Pelosi again calculated that Democrats would keep their majorities and possibly expand them as the country was set to rebuke Trump and elect Biden as the 46th president. While Biden did win the election, split-ticket voters helped Republicans flip seats in 2020, resulting in a narrow nine-seat House majority for Democrats and foreshadowing troubles ahead for keeping an ideologically fractured caucus together.
But before congressional Democrats could help a Democratic president pass priority legislation, Trump’s false claim that the 2020 election was stolen enraged his supporters, who stormed the Capitol on Jan. 6, 2021, in a final effort to overturn the results of the election.
After getting whisked away to Fort McNair as rioters ransacked the Capitol, Pelosi began impeachment proceedings against Trump almost immediately. A week after the attack, Pelosi held an impeachment vote and witnessed 10 Republicans join all House Democrats in supporting the article against Trump — the most bipartisan impeachment vote in American history. The Senate again acquitted Trump, but seven Republicans joined Democrats in voting to convict.

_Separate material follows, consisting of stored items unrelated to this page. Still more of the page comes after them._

PR #2438, opened 2023-01-13
Fix bug in ASB message renewal

jjcollinge:
- Measure length after taking lock

# Description

The length of the active messages was read before taking a lock on it. It was used to init the length a map that was then populated by reading the active messages after the lock was taken.

## Issue reference

## Checklist

* [ ] Code compiles correctly
* [ ] Created/updated tests


berndverst (approved):

internal/component/azure/servicebus/subscription.go
```diff
@@ -361,8 +361,8 @@ func (s *Subscription) RenewLocksBlocking(ctx context.Context, receiver Receiver
 				s.logger.Debugf("Renewed session %s locks for %s", sessionReceiver.SessionID(), s.entity)
 			} else {
 				// Snapshot the messages to try to renew locks for.
-				msgs := make([]*azservicebus.ReceivedMessage, len(s.activeMessages))
 				s.mu.RLock()
+				msgs := make([]*azservicebus.ReceivedMessage, len(s.activeMessages))
 				for i, m := range s.activeMessages {
 					msgs[i] = m
```
mukundansundar, line 367: @jjcollinge Should this be `msgs = append(msgs, m)`?
Since activeMessages is a map and key is a sequenceNumber which can be more than the index value of the list `msgs`.

internal/component/azure/servicebus/subscription.go
```diff
@@ -361,8 +361,8 @@ func (s *Subscription) RenewLocksBlocking(ctx context.Context, receiver Receiver
 				s.logger.Debugf("Renewed session %s locks for %s", sessionReceiver.SessionID(), s.entity)
 			} else {
 				// Snapshot the messages to try to renew locks for.
-				msgs := make([]*azservicebus.ReceivedMessage, len(s.activeMessages))
 				s.mu.RLock()
+				msgs := make([]*azservicebus.ReceivedMessage, len(s.activeMessages))
```
mukundansundar, line 365: this can then be `msgs := make([]*azservicebus.ReceivedMessage, 0, len(s.activeMessages))`

internal/component/azure/servicebus/subscription.go
jjcollinge: Ah yes, good spot - I will revert to append 👌

ItalyPaleAle: No need for append then, which is not efficient with allocs 

use a separate I counter variable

With Biden as president, Pelosi faced her most daunting task as she tried to meld support within her caucus for two planks of his administration’s priorities. After the Senate crafted and passed a bipartisan infrastructure bill, Pelosi held the legislation as leverage to ensure her chamber could first find agreement on Biden’s social spending package and pass both bills together. But as negotiations for Biden’s “Build Back Better” bill stalled — and with moderate and vulnerable Democrats clamoring for legislative wins to tout ahead of the 2022 midterms — Pelosi maneuvered getting Biden to break the stalemate by telling House Democrats that he supported decoupling the legislation and promising liberals he would work with the Senate to pass their priority bills.
Then, in late 2020, after the infrastructure bill passed, Sen. Joe Manchin III (D-W.Va.) announced he would not support the $3.5 trillion “Build Back Better” bill, citing climbing inflation. His statement sent leaders, including Pelosi, back to the drawing board.

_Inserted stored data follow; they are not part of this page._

PR #2440, opened 2023-01-14
Fix bug in ASB pubsub

jjcollinge:

# Description
[Reverts changes to active message snapshotting](https://github.com/dapr/components-contrib/pull/2346#discussion_r1052712437) as `activeMessages` is a map of message sequence number -> message and is being flattened to a slice. Reference: https://github.com/dapr/components-contrib/pull/2438#discussion_r1070259105. cc: @mukundansundar 

## Issue reference

## Checklist

* [ ] Code compiles correctly
* [ ] Created/updated tests

### DIFF
--- a/internal/component/azure/servicebus/subscription.go
+++ b/internal/component/azure/servicebus/subscription.go
@@ -363,8 +363,10 @@ func (s *Subscription) RenewLocksBlocking(ctx context.Context, receiver Receiver
 				// Snapshot the messages to try to renew locks for.
 				s.mu.RLock()
 				msgs := make([]*azservicebus.ReceivedMessage, 0, len(s.activeMessages))
+				var i int
 				for _, m := range s.activeMessages {
-					msgs = append(msgs, m)
+					msgs[i] = m
+					i++
 				}
 				s.mu.RUnlock()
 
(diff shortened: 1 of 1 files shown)


jjcollinge:
I've not been able to spin up the Azure test infra to run the Azure E2E tests myself (I am looking into doing this on Monday) so I'm not sure if this will fix the current failed tests. I am running some smoke tests against ASB - please hold off merging this until I've confirmed they are working ok.

mukundansundar (dismissed):
lgtm

ItalyPaleAle (dismissed):
LGTM but you could also use an external i counter (and then do i++ in the loop)

jjcollinge:
@ItalyPaleAle I've updated to directly assign to the map rather than using append. Are these cert tests failures related to these change or are they flakey tests?

jjcollinge:
So I've ran the Azure E2E tests against these changes and do get the same errors as seen in the workflow... However, even if I run the tests against a cluster with Dapr 1.9.5 installed I still get the same error (I checked the sidecar image was `docker.io/daprio/daprd:1.9.5` to ensure it's not running an edge build). Could someone check if this is actually isolated to these changes please?

ItalyPaleAle:
These test failures seem unrelated, so possibly flakiness.

jjcollinge:
So I think we should merge this change but this will not fix the E2E Azure tests (at least based on my testing). Fixing the E2E Azure tests is going to have to be followed up. As mentioned above, the tests appeared to fail against ASB for Dapr 1.7.x,1.8.x,1.9.x for me so that will require more investigation. Is it possible to run the "stable" versions of Dapr against the Azure test infra to confirm?

mukundansundar (approved):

During that time, Pelosi effectively kept her slim majority together to pass numerous bills, including a global competitiveness bill against China, a measure to help veterans exposed to burn pits get health care, a gun-control bill and, most recently, an assortment of bills funding the police. Most of those bills were not passed easily, including the police funding bills, which were often pulled from floor vote consideration after liberals and Congressional Black Caucus members objected.
While the slim margin allowed members to easily raise objections to measures, Pelosi was still able to use the powerful ability she has to find the votes and bend members’ will to get there. It’s a trait that even Republicans, including Minority Leader Kevin McCarthy (R-Calif.), have admitted admiring.
“You could argue she’s been the strongest speaker in history,” former House speaker Newt Gingrich (R-Ga.) said in an interview last year. “She has shown more capacity to organize and muscle, with really narrow margins, which I would’ve thought impossible.”